=== Data to process ===
PR #332, opened 2026-05-01
oor: reduce durable submit deadline coupling

bhandras:
## Summary

This PR is the client-side OOR performance/liveness base from the high-concurrency arktest investigation.

The short version: OOR sends were timing out under stress while durable actor work, transport effects, signing effects, and VTXO-manager child-actor work were still queued behind each other. This branch keeps the durable state transitions durable, but moves slow/retriable side effects out of the hottest transaction paths, wakes outbox delivery immediately when work is available, and reduces repeated decode/manager pressure.

Main changes:

- durably queue OOR transport events through the actor outbox instead of sending them inline from the OOR actor turn
- move OOR signing work into a signing effect actor so wallet signing is no longer part of the core OOR actor critical path
- make stale replayed signing results no-ops once the OOR FSM has already advanced past the matching signing state
- detach the durable OOR submit context from RPC cancellation after input selection, while still making the RPC response respect the caller deadline
- bound detached-submit cleanup so a permanently stalled actor future cannot retain wallet/custom-input reservations forever
- strip inherited actor DB transactions from the durable submit path before sending across actor boundaries
- wake outbox publishers on enqueue so active same-process delivery is event-driven instead of waiting for the fallback poll interval
- relax durable mailbox/outbox fallback polling now that explicit wakeups handle the hot path
- cache decoded ancestry trees behind a bounded LRU so repeated VTXO ancestry reads do not re-decode the same committed tree blobs without retaining every historical tree forever
- bound refresh/forfeit VTXO child-actor asks so a stuck child cannot monopolize the shared VTXO manager admission path
- keep `oor/CLAUDE.md` and `oor/AGENTS.md` in sync after updating the OOR actor invariants

## Problem

High-concurrency arktest runs originally showed several symptoms that all looked like generic slow OOR payments from the outside:

- OOR `SendOOR` calls could hit the caller deadline even though durable actor work was still making progress
- transport submission lived too close to the durable actor transaction path
- signing work could extend the OOR actor turn instead of being treated as an effect
- durable outbox/mailbox loops relied too much on short polling intervals for latency
- repeated ancestry tree decoding showed up under stress
- refresh/forfeit child actors could hold the VTXO manager while unrelated OOR completion work waited behind it

The goal here is not to make the RPC ignore user deadlines. The RPC should still return when the caller context expires. The goal is to prevent cancellation, stale transactions, or slow side effects from corrupting or unnecessarily stretching the durable actor transition once OOR inputs have already been selected.

### OOR transport outbox

Transport events such as submit/finalize/ack are now durably enqueued and delivered to `ServerConn` after the OOR actor transition commits. The transport side effect runs outside the actor DB transaction and is retried through the actor delivery store.

This preserves the important durable ordering while keeping RPC transport work out of the actor transaction itself.

### Signing effect actor

OOR signing is moved into a signing effect actor. The OOR actor emits signing requests as effects, and the signing effect actor sends the resulting follow-up events back into OOR.

That gives signing the same durable/effect shape as transport work and avoids treating wallet signing as part of the core OOR actor state transition.

A durable signing request may be replayed after its result already reached the OOR actor. The OOR `DriveEventRequest` handler now treats stale duplicate `ArkSignedEvent`, `CheckpointsSignedEvent`, and matching signing `OutboxErrorEvent` messages as no-ops once the FSM has advanced past the corresponding signing state. That keeps signing-effect retry/replay idempotent without hiding fresh events that still belong to the current state.

### Submit context and actor transaction hygiene

The RPC server now detaches the durable OOR submit from caller cancellation after fresh inputs have been selected. The future wait still uses the caller context, so the RPC response can still deadline or cancel normally, but the durable actor submit is not killed by that response deadline.

If the caller stops waiting after the detached submit has been accepted, selected inputs remain owned by the in-flight actor work. Wallet locks and custom-input reservations are only released after the actor future actually completes with failure or a duplicate/existing-session response. This avoids making RPC timeout cleanup race against a still-running durable OOR transfer.

The response-wait cleanup path also has a long finite ceiling. If the detached actor future never completes, the cleanup waiter logs loudly after 10 minutes and releases the wallet/custom-input reservations rather than leaking a goroutine and held inputs indefinitely.

The submit path also uses the actor option that strips inherited DB transactions before crossing actor boundaries. That avoids passing a transaction that may be rolled back by the time downstream actor work uses it.

### Outbox wakeups and polling

The actor delivery store now wakes outbox publishers when work is enqueued. With explicit wakeups in the hot path, the durable mailbox/outbox fallback polling interval can be relaxed. This lowers idle DB pressure without adding same-process latency when new work is available.

### Ancestry tree cache

Decoded ancestry trees are cached by their serialized tree bytes. These trees represent committed round data and callers treat cached values as read-only. This avoids re-decoding the same tree blobs during repeated VTXO ancestry reads.

The cache is a fixed-size LRU, currently capped at 4096 entries. Eviction is opportunistic rather than correctness-driven: trees are immutable, age does not imply staleness, and a cache miss simply re-decodes the tree from durable storage. This keeps the optimization bounded for long-lived daemons and stress runs.

### VTXO manager child asks

Refresh/forfeit child-actor asks are bounded so one stuck child cannot hold the shared VTXO manager admission point indefinitely. Normal OOR spend reservation/completion still uses the caller deadline, so this does not introduce artificial short deadlines for healthy OOR payments.

## Telemetry

`SendOOR` keeps one low-noise success log with coarse phase durations such as input selection, change output construction, and OOR actor submission. Those fields are intended production telemetry for future stress/debug runs.

What was dropped from this PR was the temporary deep diagnostic instrumentation added during investigation, including the lower-level change-output breakdowns and the separate input-selection timing split. Those were useful while chasing the issue, but they are not needed in the final performance branch.

## Review Guide

Suggested review order:

1. `oor/actor.go`, `oor/actor_durable_message.go`, and `oor/signing_effect_actor.go` for the OOR outbox/effect shape and stale signing-result no-op handling.
2. `darepod/rpc_server.go` and `darepod/server.go` for submit context handling, bounded cleanup, effect actor wiring, and shutdown ordering.
3. `baselib/actor/*` and `db/actordelivery/*` for outbox publisher wakeups and durable polling behavior.
4. `db/ancestry_codec.go`, `db/vtxo_store.go`, and related tests for bounded ancestry tree caching.
5. `vtxo/manager.go` and `vtxo/manager_admission_test.go` for bounded child asks and rollback context behavior.
6. `oor/CLAUDE.md` and `oor/AGENTS.md` for the updated actor invariants.

## Validation

Local checks run on this branch:

```sh
go test ./db -run 'TestAncestryTreeCache|TestUpsertAncestryPaths' -count=1
go test ./darepod -run 'TestSendOOR|TestSubmittedOORCleanup|TestIsAwaitContextError' -count=1
go test ./oor -run 'TestOORClientActorDriveEvent|Test.*Signing|Test.*Outbox|Test.*Transport' -count=1
GOGC=50 make lint
```

Additional focused package coverage from the branch history/review cycle included:

```sh
go test ./darepod ./oor ./baselib/actor
go test ./db ./vtxo ./darepod ./oor ./baselib/actor ./db/actordelivery
go test ./indexer ./darepod
```

The parent arktest stress stack that consumes this pointer no longer showed OOR `DeadlineExceeded` or `SQLITE_BUSY` failures in the relevant high-concurrency run after this client branch plus the parent SQLite timeout/mailbox/indexer changes. Remaining unexpected failures were refresh-round related and are intentionally left visible for follow-up work.

### DIFF
--- a/baselib/actor/durable_actor.go
+++ b/baselib/actor/durable_actor.go
@@ -79,7 +79,9 @@ type DurableActorConfig[M TLVMessage, R any] struct {
 	HeartbeatInterval time.Duration
 
 	// PollInterval is how often to poll for new messages when empty.
-	// Default: 100ms.
+	// Same-process sends wake the mailbox immediately, so polling is only
+	// the fallback for missed wakes, restarts, and external enqueues.
+	// Default: 1s.
 	PollInterval time.Duration
 
 	// MaxAttempts is the default maximum delivery attempts.
@@ -115,7 +117,7 @@ func DefaultDurableActorConfig[M TLVMessage, R any](
 		TellRetryPolicy:   DefaultTellRetryPolicy,
 		LeaseDuration:     leaseDuration,
 		HeartbeatInterval: leaseDuration / 3,
-		PollInterval:      100 * time.Millisecond,
+		PollInterval:      time.Second,
 		MaxAttempts:       10,
 		CleanupTimeout:    5 * time.Second,
 		DeduplicationTTL:  24 * time.Hour,
--- a/baselib/actor/outbox_publisher.go
+++ b/baselib/actor/outbox_publisher.go
@@ -78,6 +78,9 @@ type OutboxPublisher struct {
 	// wg tracks the background goroutine.
 	wg sync.WaitGroup
 
+	// wake nudges the publisher when same-process outbox work commits.
+	wake chan struct{}
+
 	// startOnce ensures Run is only called once.
 	startOnce sync.Once
 
@@ -102,11 +105,18 @@ func NewOutboxPublisher(cfg OutboxPublisherConfig) *OutboxPublisher {
 		cfg.ClaimDuration = 30 * time.Second
 	}
 
-	return &OutboxPublisher{
+	p := &OutboxPublisher{
 		cfg:    cfg,
 		ctx:    ctx,
 		cancel: cancel,
+		wake:   make(chan struct{}, 1),
 	}
+
+	if registrar, ok := cfg.Store.(OutboxWakeRegistrar); ok {
+		registrar.RegisterOutboxWake(p.Wake)
+	}
+
+	return p
 }
 
 // Start begins the background publishing loop.
@@ -144,6 +154,9 @@ func (p *OutboxPublisher) run() {
 			return
 
 		case <-ticker.C:
+			p.publishBatch()
+
+		case <-p.wake:
 			p.publishBatch()
 		}
 	}
@@ -274,4 +287,13 @@ func (p *OutboxPublisher) deliverMessage(msg OutboxMessage) {
 // or when immediate delivery is needed after a transaction commits.
 func (p *OutboxPublisher) PublishPending() {
 	p.publishBatch()
+}
+
+// Wake asks the publisher to run a publish cycle soon. The signal is
+// best-effort because the periodic poll remains the durability fallback.
+func (p *OutboxPublisher) Wake() {
+	select {
+	case p.wake <- struct{}{}:
+	default:
+	}
 }
--- a/baselib/actor/outbox_publisher.go
+++ b/baselib/actor/outbox_publisher.go
@@ -20,7 +20,9 @@ type OutboxPublisherConfig struct {
 	System SystemContext
 
 	// PollInterval is how often to poll for pending outbox messages.
-	// Default: 100ms.
+	// Same-process outbox commits wake the publisher immediately, so polling
+	// is only the fallback for missed wakes and process restarts.
+	// Default: 1s.
 	PollInterval time.Duration
 
 	// BatchSize is the maximum number of messages to process per poll.
@@ -48,7 +50,7 @@ func DefaultOutboxPublisherConfig(
 		Store:               store,
 		Codec:               codec,
 		System:              system,
-		PollInterval:        100 * time.Millisecond,
+		PollInterval:        time.Second,
 		BatchSize:           100,
 		MaxDeliveryAttempts: 10,
 		ClaimDuration:       30 * time.Second,
@@ -93,7 +95,7 @@ func NewOutboxPublisher(cfg OutboxPublisherConfig) *OutboxPublisher {
 	ctx, cancel := context.WithCancel(context.Background())
 
 	if cfg.PollInterval == 0 {
-		cfg.PollInterval = 100 * time.Millisecond
+		cfg.PollInterval = time.Second
 	}
 	if cfg.BatchSize == 0 {
 		cfg.BatchSize = 100
--- a/darepod/rpc_server.go
+++ b/darepod/rpc_server.go
@@ -48,6 +48,14 @@ const (
 	// stream so a CLI disconnect does not cancel the unilateral-exit
 	// handoff.
 	manualUnrollAdmissionTimeout = 30 * time.Second
+
+	// submittedOORCleanupTimeout bounds the post-RPC cleanup waiter
+	// used after a detached OOR actor submit has been accepted but the
+	// caller stopped waiting for the response. The wait should normally
+	// end when the actor future completes or daemon shutdown fails
+	// pending futures; this ceiling prevents a pathological actor stall
+	// from retaining wallet/custom input reservations forever.
+	submittedOORCleanupTimeout = 10 * time.Minute
 )
 
 // RPCServer implements the daemon's gRPC DaemonService interface.
@@ -1427,6 +1435,18 @@ func (r *RPCServer) SendOOR(ctx context.Context,
 	req *daemonrpc.SendOORRequest) (
 	*daemonrpc.SendOORResponse, error) {
 
+	startTime := time.Now()
+	var (
+		idempotencyDuration   time.Duration
+		resolveScriptDuration time.Duration
+		operatorTermsDuration time.Duration
+		policyResolveDuration time.Duration
+		inputSelectDuration   time.Duration
+		buildInputsDuration   time.Duration
+		changeOutputDuration  time.Duration
+		oorActorDuration      time.Duration
+	)
+
 	if err := r.requireWalletReady(); err != nil {
 		return nil, err
 	}
@@ -1442,9 +1462,11 @@ func (r *RPCServer) SendOOR(ctx context.Context,
 	}
 
 	if req.GetIdempotencyKey() != "" && !req.DryRun {
+		phaseStart := time.Now()
 		key := req.GetIdempotencyKey()
 		sessionID, found, err :=
 			r.findOutgoingOORSessionByIdempotencyKey(ctx, key)
+		idempotencyDuration = time.Since(phaseStart)
 		if err != nil {
 			return nil, err
 		}
@@ -1465,7 +1487,9 @@ func (r *RPCServer) SendOOR(ctx context.Context,
 	// Resolve the recipient's pkScript from the destination
 	// oneof. Pubkey destinations need operator terms to derive
 	// VTXO-compatible taproot outputs, so we pass a lazy fetcher.
+	phaseStart := time.Now()
 	pkScript, err := r.resolveOutputPkScript(ctx, req.Recipient)
+	resolveScriptDuration = time.Since(phaseStart)
 	if err != nil {
 		return nil, err
 	}
@@ -1494,7 +1518,9 @@ func (r *RPCServer) SendOOR(ctx context.Context,
 	}
 
 	// Fetch operator terms for the checkpoint policy.
+	phaseStart = time.Now()
 	terms, err := r.server.fetchOperatorTerms(ctx)
+	operatorTermsDuration = time.Since(phaseStart)
 	if err != nil {
 		return nil, status.Errorf(codes.Internal,
 			"unable to fetch operator terms: %v", err)
@@ -1505,20 +1531,25 @@ func (r *RPCServer) SendOOR(ctx context.Context,
 		CSVDelay:    terms.VTXOExitDelay,
 	}
 
+	phaseStart = time.Now()
 	recipientPolicyTemplate, err := r.resolveOutputPolicyTemplate(
 		ctx, req.Recipient, pkScript, terms.PubKey,
 		terms.VTXOExitDelay,
 	)
+	policyResolveDuration = time.Since(phaseStart)
 	if err != nil {
 		return nil, err
 	}
 
 	var (
-		selectedInputs []oor.TransferInput
-		locked         *wallet.SelectAndLockVTXOsResponse
+		selectedInputs      []oor.TransferInput
+		locked              *wallet.SelectAndLockVTXOsResponse
+		customInputsRelease func()
+		releaseCustomInputs bool
 	)
 
 	if len(req.CustomInputs) > 0 {
+		phaseStart = time.Now()
 		// Custom inputs provided — bypass wallet selection and
 		// build TransferInputs from the specified VTXOs.
 		//
@@ -1532,7 +1563,10 @@ func (r *RPCServer) SendOOR(ctx context.Context,
 		// same outpoint. We gate that race here with an
 		// in-memory reservation keyed by outpoint; the
 		// reservation is released regardless of success or
-		// failure via defer.
+		// failure via defer, unless the detached OOR actor submit has
+		// already been accepted and the caller only stopped waiting for
+		// its response. In that case the release is deferred until the
+		// actor future actually completes.
 		customOutpoints := make(
 			[]wire.OutPoint, 0, len(req.CustomInputs),
 		)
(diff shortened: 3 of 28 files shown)


oor/actor.go
```diff
@@ -1476,13 +1480,113 @@ func (b *oorDurableBehavior) sendTransportEvent(ctx context.Context,
...
+
+	if b.cfg.DeliveryStore == nil {
+		return fmt.Errorf("delivery store must be provided")
+	}
+
+	if b.cfg.ServerConn == nil {
+		return fmt.Errorf("serverconn ref must be provided")
+	}
+
+	payload, err := serverconn.NewServerConnCodec().Encode(msg)
```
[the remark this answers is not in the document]
bhandras: fixed and folded. the OOR durable behavior now reuses package-level serverconn and signing-effect codecs instead of rebuilding them for every outbox enqueue.

bhandras:
@claude pls re-review. I addressed Gemini's codec reuse note by folding package-level serverconn/signing-effect codecs into the OOR outbox path, fixed the lint failures, and force-pushed the cleaned series. Verified go test ./oor -run 'Test.*Outbox|Test.*Signing|Test.*Transport' -count=1, GOGC=50 make lint, and commit message lint locally.

bhandras:
@claude pls re-review. I addressed the latest pass and force-pushed the folded series.

Changes since your review:
- signing effect actor now forwards every follow-up event instead of only `followUps[0]`
- `driveOutbox` builds the signing effect request once and passes it through
- docs/comments now spell out the post-commit transport outbox invariant, mixed codec registration/collision guard, ancestry cache immutability, and the negative rollback timeout behavior

Verified locally:
- `go test ./oor -run 'Test.*Outbox|Test.*Signing|Test.*Transport' -count=1`
- `GOGC=50 make lint`

oor/CLAUDE.md
```diff
@@ -237,9 +237,10 @@ resume semantics.
 - Point-of-no-return: when server co-signs checkpoint transaction(s).
 - After checkpoint signature, client must resume and obtain byte-identical
   co-signed PSBTs (deterministic construction).
-- Transport outbox events (submit, finalize, ack) are Tell'd to ServerConn
-  within the actor's DB transaction for atomic enqueue (same-DB tx joining via
-  `ExecTx`).
+- Transport outbox events (submit, finalize, ack) are durably enqueued, then
```
bhandras, line 240: We need this in AGENTS.md as well.

bhandras:
@claude pls re-review. I dropped the temporary `oor: trace change script allocation` commit from this PR after revisiting which diagnostics should actually land. The branch now ends at the OOR outbox/effect behavior fixes and does not include the change-output timing split. I also updated the PR description to match.

Verified locally:
- `go test ./oor -run 'Test.*Outbox|Test.*Signing|Test.*Transport' -count=1`
- `GOGC=50 make lint`

bhandras:
@claude pls re-review. I fixed the CLAUDE.md / AGENTS.md drift by making the OOR docs match again, kept the temporary timing-debug commit dropped, and re-ran commitmsg lint, the focused OOR tests, and GOGC=50 make lint locally.

bhandras:
@claude pls re-review. I addressed the local review findings and folded the fixes into the existing commits.

Changes since the last review:

- bounded the detached SendOOR cleanup waiter with a 10m ceiling, so a permanently stalled actor future logs loudly and releases wallet/custom-input reservations instead of leaking forever
- widened the caller-cancel detection so once the RPC context is done, either context.Canceled or context.DeadlineExceeded from the await path is treated as caller wait cancellation instead of an actor failure
- added regression coverage for detached cleanup timeout and await-cancel classification
- made stale replayed signing results no-ops once the OOR FSM has advanced past the matching signing state, covering ArkSignedEvent, CheckpointsSignedEvent, and matching signing OutboxErrorEvent
- added a drive-event regression test for stale signing replay
- changed the new custom-input test cleanup to defer release2()
- updated CLAUDE.md and AGENTS.md to say the durable poll fallback is 1s, and added a short rationale comment for the 5s VTXO child ask timeout

Validated locally:

```sh
go test ./darepod -run 'TestSendOOR|TestSubmittedOORCleanup|TestIsAwaitContextError' -count=1
go test ./oor -run 'TestOORClientActorDriveEvent|Test.*Signing|Test.*Outbox|Test.*Transport' -count=1
go test ./vtxo -run 'TestReserveForfeit|TestCompleteSpendUsesCallerDeadline|TestManager' -count=1
GOGC=50 make lint
```

oor/actor.go
```diff
@@ -1476,13 +1478,69 @@ func (b *oorDurableBehavior) sendTransportEvent(ctx context.Context,
...
+// serverconn actor for durable delivery to the server.
+func (b *oorDurableBehavior) sendTransportEvent(ctx context.Context,
+	msg OutboxEvent) error {
+
+	sendReq, err := b.buildTransportMessage(ctx, msg)
+	if err != nil {
+		return err
+	}
+
+	if b.cfg.TransportOutbox {
```
Roasbeef, line 1596: So then the benefit here is that just writing to the outbox directly is faster than enqueuing to the sererconn's durable mailbox as it lets our transaction exit quicker?

oor/signing_effect_actor.go
```diff
@@ -0,0 +1,433 @@
...
+	if !ok {
+		return fn.Err[actor.Message](fmt.Errorf(
+			"unknown signing effect message: %T", msg,
+		))
+	}
+
+	events := a.handleSigningRequest(ctx, req)
+	for _, event := range events {
+		// A durable signing request may be retried after this Tell has
+		// already reached OOR. The OOR DriveEventRequest handler
```
Roasbeef, line 330: 👍

oor/signing_effect_actor.go
```diff
@@ -0,0 +1,433 @@
...
+	outbox, err := req.toOutboxEvent()
+	if err != nil {
+		return []Event{&FailEvent{Reason: err.Error()}}
+	}
+
+	handler := &SigningOutboxHandler{
+		Signer: a.cfg.Signer,
+	}
+
+	followUps, err := handler.Handle(ctx, req.SessionID, outbox)
```
Roasbeef, line 359: Nice we're able to re-use that other layer of indirection here.

darepod/rpc_server.go
```diff
@@ -1689,7 +1756,22 @@ func (r *RPCServer) SendOOR(ctx context.Context,
...
+			operatorTermsDuration),
+		slog.Duration("policy_resolve_duration",
+			policyResolveDuration),
+		slog.Duration("input_select_duration",
+			inputSelectDuration),
+		slog.Duration("build_inputs_duration",
+			buildInputsDuration),
+		slog.Duration("change_output_duration",
+			changeOutputDuration),
+		slog.Duration("oor_actor_duration", oorActorDuration))
```
Roasbeef, line 1774: We can also export these as prom metrics. Works here vs reading from postgres as it's ephemeral data. We can also then export it as a histogram to generate percentile graphs, etc.

darepod/rpc_server.go
```diff
@@ -1802,6 +1884,87 @@ func (r *RPCServer) unlockSelectedVTXOsBestEffort(ctx context.Context,
...
+// after the RPC caller stopped waiting. Once the actor has actually completed,
+// cleanup follows the same rules as the synchronous path: wallet-selected
+// inputs are unlocked only on actor failure or duplicate/existing sessions,
+// while custom input reservations are released when the in-flight actor start
+// is no longer using the RPC-level double-use guard.
+func (r *RPCServer) cleanupSubmittedOORStart(ctx context.Context,
+	future actor.Future[oor.ActorResp],
+	locked *wallet.SelectAndLockVTXOsResponse, releaseCustomInputs func()) {
+
+	r.cleanupSubmittedOORStartWithTimeout(
```
Roasbeef, line 1909: Can just inline the body here?

baselib/actor/outbox_publisher.go
```diff
@@ -145,6 +155,9 @@ func (p *OutboxPublisher) run() {
 
 		case <-ticker.C:
 			p.publishBatch()
+
+		case <-p.wake:
```
Roasbeef, line 161: Nice happy medium here vs decreasing the ticker interval

db/actordelivery/store_impl.go
```diff
@@ -1355,7 +1402,10 @@ func (s *TxAwareActorDeliveryStore) ExecTx(
 
 	// Create a transaction-scoped queries object.
 	txQuerier := adsqlc.New(tx)
-	txStore := newTxActorDeliveryStore(txQuerier, s.clock, tx)
+	outboxEnqueued := false
+	txStore := newTxActorDeliveryStore(
+		txQuerier, s.clock, tx, &outboxEnqueued,
```
Roasbeef, line 1407: Don't _love_ the pointer pattern here, but it does the job nevertheless.

Roasbeef: Alternatives would be more invasive API wise prob

db/ancestry_codec.go
```diff
@@ -49,6 +53,145 @@ type ancestryStore interface {
...
+		tree: t,
+	})
+	c.trees[key] = elem
+
+	for len(c.trees) > c.maxEntries {
+		c.evictOldestLocked()
+	}
+}
+
+func (c *ancestryTreeCache) evictOldestLocked() {
```
Roasbeef: We can use the neutrino `cache` package here. I added it recently for cache Esplora block fetches: https://pkg.go.dev/github.com/lightninglabs/neutrino/cache

It's a sub module so it won't bring in a ton of deps.

baselib/actor/durable_actor.go
```diff
@@ -115,7 +117,7 @@ func DefaultDurableActorConfig[M TLVMessage, R any](
 		TellRetryPolicy:   DefaultTellRetryPolicy,
 		LeaseDuration:     leaseDuration,
 		HeartbeatInterval: leaseDuration / 3,
-		PollInterval:      100 * time.Millisecond,
+		PollInterval:      time.Second,
```
Roasbeef, line 120: 👍

vtxo/manager.go
```diff
@@ -763,9 +834,9 @@ func (m *Manager) handleReserveForfeit(ctx context.Context,
 	var reserved []wire.OutPoint
 	for _, op := range outpoints {
 		ref := m.actors[op]
-		result := ref.Ask(
-			ctx, &PendingForfeitEvent{},
-		).Await(ctx)
+		result := m.askForfeitVTXOActor(
```
Roasbeef, line 837: Hmm, but _shouldn't_ we continue to block here and not give up? Given we're about to do a refresh/transfer.

Roasbeef: An alternative here I think would be to make the RPCs more fire and forget. Then the user hits some other endpoint to keep track of what's going on (in this case, if a new round happened or not).

Roasbeef (approved):
Nice work!

The changes look really good. Also dig how we were able to re-use the extracted effet logic for the new handlers. 

Two minor comments:
  * We can use `neutrino/cache` for that new lineage cache 
  * Should we just make some/most RPCs fire and forget from the user/wallets PoV? IIUC that would let us side step some of those context issues, as maybe the server isn't connected by the time they do the RPC.

db/ancestry_codec.go
bhandras: yep, switched this to neutrino/cache's LRU and folded it into the cache commit. each cached tree counts as one entry, keeping the same 4096-entry bound while dropping the local list/map implementation.

oor/actor.go
bhandras: yep exactly. we still durably persist the handoff, but the OOR actor no longer waits on serverconn mailbox enqueue/transport work inside its turn. the outbox write commits with the actor-side transition, then the publisher wakes after commit and picks it up.

darepod/rpc_server.go
bhandras: yep, agreed. leaving metrics out of this branch, but the phase durations are now in one place so a follow-up can export them as histograms cleanly.

darepod/rpc_server.go
bhandras: agreed this can be cleaned up. leaving the RPC cleanup shape unchanged in this PR and punting that polish to the follow-up RPC cleanup pass.

vtxo/manager.go
bhandras: yeah, I think this points at a broader RPC model change. leaving the current bounded manager ask in this PR so a wedged child cannot monopolize the manager, and we can revisit true fire-and-forget/status polling as a follow-up once the operation-status surface is in place.

bhandras (commented):
Addressed the cache-package suggestion and left the RPC/fire-and-forget cleanup items scoped to follow-up.

bhandras:
@claude pls re-review. I addressed Roasbeef's cache suggestion by replacing the local ancestry tree LRU with neutrino/cache's LRU, kept the RPC cleanup/fire-and-forget semantics unchanged for a follow-up, and verified `make commitmsg-lint range=origin/main..HEAD`, `go test ./db -run 'TestAncestryTreeCache|TestUpsertAncestryPaths' -count=1`, `go test ./...`, and `GOGC=50 make lint` locally.

bhandras:
@claude re-review, see comments

bhandras:
@claude re review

=== What is expected ===
Whenever a line in the listing above includes the word "stalled", return that line.

=== Answer for the task ===
- bound detached-submit cleanup so a permanently stalled actor future cannot retain wallet/custom-input reservations forever
- bounded the detached SendOOR cleanup waiter with a 10m ceiling, so a permanently stalled actor future logs loudly and releases wallet/custom-input reservations instead of leaking forever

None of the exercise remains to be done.